In regulation 53 (fees in connection with the registration of devices and changes to registration details) —
(a) the existing text becomes paragraph (1);
(b) in that paragraph, for “£261” substitute “£300” ;
(c) after that paragraph, insert—
(2) Any person who has a registration in accordance with regulation 7A, 19, 21A, 33A or 44 shall, in respect of the maintenance of that registration by the Secretary of State, pay to the Secretary of State an annual fee of £300 for each device registered and that fee—
(a) shall be payable for each fee period during which the registration is maintained, starting with the fee period immediately following that in which the person paid the fee for the device registration in accordance with paragraph (1); and
(b) shall be due on the first day of each fee period in relation to which a fee is payable.
(3) Where a person is liable to pay a fee under this regulation in respect of a device, no fee is payable under this regulation for an additional device which has the same registration category (whether registered simultaneously or subsequently, and whether the additional device also has other registration categories or not).
(4) Where a person supplies information referred to in paragraph (1) after the first day of a fee period, then the amount of the fee due in accordance with paragraph (1) shall be adjusted, pro rata, starting with the day on which the information is supplied, in accordance with the remaining number of days in the fee period.
(5) A person may not place a device on the market unless they have paid all fees for which they are liable under this regulation, whether or not those fees relate to that device.

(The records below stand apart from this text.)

PR #106, opened 2017-07-12
Running GLTF as ext process

Rudraksha20:
@lilleyse 

Issue #98 

Note: I have included the source code for GLTF_validator and two folders `exec` which has the `gilt_validator` executable that will be replaced and `glb_sample` that has the `Box.glb` sample.

How to run GLTF as an ext process:

Prerequisites:

1. Download and install `Dart SDK` for your platform. [https://www.dartlang.org/install](url)

2. Add Dart SDK `bin` folder to your PATH. [https://www.dartlang.org/tools/pub/installing](url)

3. Add packages `bin` folder to your PATH (`~/.pub-cache/bin` for Linux and Mac; `%APPDATA%\Pub\Cache\bin` for Windows).

glTF-Validator:

1. From the repository root folder (go in folder `GLTF/glTF-Validator-master/`), run `pub get` to get dependencies.

2. Run `pub global activate --source path ./` to add gltf_validator executable to your PATH.

3. On a mac and linux go to `.pub_cache` in your home directory and there you will find the `gltf_validator` executable. Take this executable file and replace the executable in `GLTF/exec/` located in your 3D-Tiles validator with it.
    For Windows the executable is in the folder `AppData\Roaming\Pub\Cache` do the same as above.

Running the program:

1. Run `npm run test` from the `terminal`. Make sure you are in the `3D-tiles-tools/validator` directory.

Once the above test works you should see all the test cases pass as well as an error will be printed that the version of Gltf is wrong, which is to be expected.


pjcozzi:
@lilleyse throughout reviews, please make sure we are tracking licenses for third-party libraries.

validator/lib/validateGlb.js
```diff
@@ -1,7 +1,7 @@
 'use strict';
 
 module.exports = validateGlb;
-
+var cp = require('child_process');
```
lilleyse: Style: avoid abbreviations. Also place this above `module.exports`.

validator/lib/validateGlb.js
```diff
@@ -11,7 +11,14 @@ module.exports = validateGlb;
...
+        if(err) {console.error(err);}    
+        console.log('stdout', stdout);
+        console.log('stderr', stderr);
+    });
+
     if (version !== 2) {
         return 'Invalid Glb version: ' + version + '. Version must be 2.';
     }
 }
+
```
lilleyse: Remove empty line.

validator/lib/validateGlb.js
```diff
@@ -11,7 +11,14 @@ module.exports = validateGlb;
 function validateGlb(glb) {
     var version = glb.readUInt32LE(4);
 
+    cp.execFile('./GLTF/exec/gltf_validator', ['./GLTF/glb_sample/Box.glb'], function(err, stdout, stderr){
+        if(err) {console.error(err);}    
+        console.log('stdout', stdout);
+        console.log('stderr', stderr);
+    });
```
lilleyse: This should go after the version check. 

While Node functions take callbacks, we prefer to use Promises. Check out https://github.com/AnalyticalGraphicsInc/gltf-pipeline/blob/master/lib/compressTexture.js#L207-L221 for an example of wrapping a Promise around a callback.

`validateGlb` will need to return a promise, and likewise so will `validateB3dm`, which means most areas that call `validateB3dm` will need to expect a promise, and not just a message.

I had some problems running this on Windows initially. `gltf_validator` is called `gltf_validator.bat`. I think `spawn` will work better to ignore the extension. Also its probably best to reference an absolute path for the validator exe - `var gltfValidatorPath= path.join(__dirname, '../bin/gltf_validator);`

Does the gltf validator accept a buffer as input, or does it only take files? If only files, the `glb` passed into `validateGlb` will need to be saved to a temporary file before being passed in. Check out https://github.com/AnalyticalGraphicsInc/gltf-pipeline/blob/master/lib/getTempDirectory.js for a part-way example.

lilleyse:
`./GLTF/exec/gltf_validator` - in the past we put exes like this in the 'bin' folder.

lilleyse:
glTF validation should be optional since the setup required is a bit involved. `validateGlb` should recognize when the gltf-validator is not setup, maybe by checking if the exe actually exists in the bin folder. If it is setup, run through the validator, otherwise don't.

lilleyse:
Put any sample models in `specs/data/` folder instead.

lilleyse:
Add these notes to a section in the `README`.

lilleyse:
It would be cleaner to include gltf validator as a git submodule.

lilleyse:
Please add gltf validator to LICENSE.md under the `Third-Party Code` section. Reference: https://github.com/AnalyticalGraphicsInc/3d-tiles-tools/blob/master/samples-generator/LICENSE.md#third-party-code

lilleyse:
Add some tests to `validateGlbSpec`

validator/lib/validateGlb.js
```diff
@@ -11,7 +11,14 @@ module.exports = validateGlb;
 function validateGlb(glb) {
     var version = glb.readUInt32LE(4);
 
+    cp.execFile('./GLTF/exec/gltf_validator', ['./GLTF/glb_sample/Box.glb'], function(err, stdout, stderr){
+        if(err) {console.error(err);}    
+        console.log('stdout', stdout);
+        console.log('stderr', stderr);
```
lilleyse: Once promises are set up, this should not call `console.log`, instead the promise should be resolved with the output message.

validator/lib/validateGlb.js
```diff
@@ -11,7 +11,14 @@ module.exports = validateGlb;
 function validateGlb(glb) {
     var version = glb.readUInt32LE(4);
 
+    cp.execFile('./GLTF/exec/gltf_validator', ['./GLTF/glb_sample/Box.glb'], function(err, stdout, stderr){
+        if(err) {console.error(err);}
```
lilleyse: Use Cesium's `defined` function here.

mramato:
> glTF validation should be optional since the setup required is a bit involved.

Have we looked into using `dart2js` to compile the module into a Node JS library that we can just suck in like any other Node module?  `dart2js` is an official part of the dart project and how most people ship Dart code as JS.

pjcozzi:
There's been talk of using `dartjs`, but it is not scoped for this project unless it turns out to be trivial.  Feel free to discuss with @lexaknyazev who plans to investigate at some point.

Rudraksha20:
@lilleyse I have updated the files, they have the following changes as suggested:

- Style improvements.
- Exec and data files in the bin and specs folder respectively.
- GLTF validator runs only if the executable exists.
- Added test to validateGLB spec.
- Updated LICENSE.md
- Updated README.md

Also, the current version fails for the tests where the I3dm, b3dm, pnts and tile files call `validateGLB` and expect undefined behavior. I have tried to remove those errors, but could I get some help debugging them?

Issue #107, opened 2017-07-12
Validator - report line number of error in tileset.json


lilleyse:
@Rudraksha20

It would be helpful if `validateTileset` could report the line number of the JSON at which the error occurred. Try out some ideas to see if this is actually doable.

javagl:
In the updated validator, the issues will contain the "JSON paath" pointing to the element that caused the issue.

PR #108, opened 2017-07-13
Tiles meaningful debugging output

Rudraksha20:
@lilleyse 
Issue #107, validator outputs the part of the Json object where the error occurred. The output object only includes its properties but does not include children.


Rudraksha20:
@lilleyse Updated the tilesetValidator to output line number or Json for the error reporting.

validator/lib/validateTileset.js
```diff
@@ -98,16 +154,25 @@ function validateTileHierarchy(root, tilesetDirectory) {
...
+                console.log(string_json);
                 return 'content sphere [' + contentSphere + '] is not within tile sphere + [' + tileSphere + ']';
             }
         }
 
         if (defined(tile.refine)) {
             if (tile.refine !== 'ADD' && tile.refine !== 'REPLACE') {
+                var string_json = JSON.stringify(tile, null, 4);
+                console.log('Error in tile:');
+                console.log(string_json);
```
lilleyse: Create a helper function for all of these. It will take the tile and the error message (e.g. `'Refine property in tile must have either "ADD" or "REPLACE" as its value.'`) and return an error message with the string json appended.

validator/lib/validateTileset.js
```diff
@@ -98,16 +154,25 @@ function validateTileHierarchy(root, tilesetDirectory) {
...
+                var string_json = JSON.stringify(tile.content, null, 4);
+                console.log('Error in tile:');
+                console.log(string_json);
                 return 'content sphere [' + contentSphere + '] is not within tile sphere + [' + tileSphere + ']';
             }
         }
 
         if (defined(tile.refine)) {
             if (tile.refine !== 'ADD' && tile.refine !== 'REPLACE') {
+                var string_json = JSON.stringify(tile, null, 4);
```
lilleyse: We stick to camel case: `stringJson`. Also we prefer `undefined` to `null`.

validator/lib/validateTileset.js
lilleyse: For me the children array is printed in its entirety, so it would be best if this helper function also deleted `children`.

Rudraksha20:
@lilleyse Updated with recommendations!

validator/package.json
```diff
@@ -24,7 +24,8 @@
   "dependencies": {
     "bluebird": "^3.5.0",
     "cesium": "^1.34",
-    "fs-extra": "^3.0.1"
+    "fs-extra": "^3.0.1",
+    "linenumber": "^1.0.0"
```
lilleyse: Remove from `package.json`.

validator/lib/validateTileset.js
```diff
@@ -33,28 +33,70 @@ function validateTileset(tileset, tilesetDirectory) {
...
 function validateTopLevel(tileset) {
     if (!defined(tileset.geometricError)) {
+        var temp_tileset = tileset;
+        if (defined(temp_tileset.root)) {
+            delete temp_tileset.root;
+        }
+        var string_json = JSON.stringify(temp_tileset, undefined, 4);
+        console.log('Error in tile:');
+        console.log(string_json);
         return 'Tileset must declare its geometricError as a top-level property.';
```
lilleyse: Let's not print the JSON for the top-level properties, since the JSON doesn't add much value to the error message.

validator/lib/validateTileset.js
```diff
@@ -76,14 +118,35 @@ function validateTileHierarchy(root, tilesetDirectory) {
         var content = tile.content;
 
         if (!defined(tile.geometricError)) {
+            var temp_json = tile;
+            if (defined(temp_json.children)) {
+                delete temp_json.children;
+            }
+            var string_json = JSON.stringify(temp_json, undefined, 4);
+            console.log('Error in tile:');
+            console.log(string_json);
```
lilleyse: Make a helper function for all these - see this comment: https://github.com/AnalyticalGraphicsInc/3d-tiles-tools/pull/108#discussion_r127732457.

Avoid using `console.log` for error messages. Everything should be contained in the message.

(6) Where a person has registered a device under this regulation prior to 1st April 2026, the first fee period for which a fee is payable under paragraph (2) begins on 1st April 2026 and ends on 31st March 2027.
(7) In this regulation—
“ fee period ” means the period beginning with 1st April in any year and ending with 31st March in the following year;
“ Global Medical Device Nomenclature ” means the standard for the naming and categorisation of medical devices as maintained by the GMDN Agency, a company with registered company number 05392271, or any successor to that company;
“ maintenance ”, in relation to a registration, includes—
holding information supplied in relation to a registration;
regulatory oversight by the Secretary of State;
monitoring, identification, and addressing of safety issues by the Secretary of State in relation to the device registered.
“ registration category ” means, in accordance with the Global Medical Device Nomenclature as at the first day of the relevant fee period—
a Level 2 Category; or
where there is no applicable category under sub-paragraph (a), a Level 1 Category.